▶ **Activity**
Return only this: the line with "Fix polymorphic remote queries" and all the lines that follow it below, through the final one, exactly as they are.

(Beginning of Provided data)

PR #78, opened 2019-01-30
Fix polymorphic remote queries

richmolj:
There were two issues here.

The first was that the Query object references the top-level of the
polymorphic sideload (e.g. `credit_card`), and not the child type
implementation (e.g. `visa`). This is problematic when deriving the
query chain that we need to pass to the remote API. Solution is to move
the chain logic out of Query and into `Util::RemoteParams`, which is
where it was actually used and a better place for the code either way.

(End of Provided data)

▶ **Result for this exercise**
Fix polymorphic remote queries

richmolj:
There were two issues here.

The first was that the Query object references the top-level of the
polymorphic sideload (e.g. `credit_card`), and not the child type
implementation (e.g. `visa`). This is problematic when deriving the
query chain that we need to pass to the remote API. Solution is to move
the chain logic out of Query and into `Util::RemoteParams`, which is
where it was actually used and a better place for the code either way.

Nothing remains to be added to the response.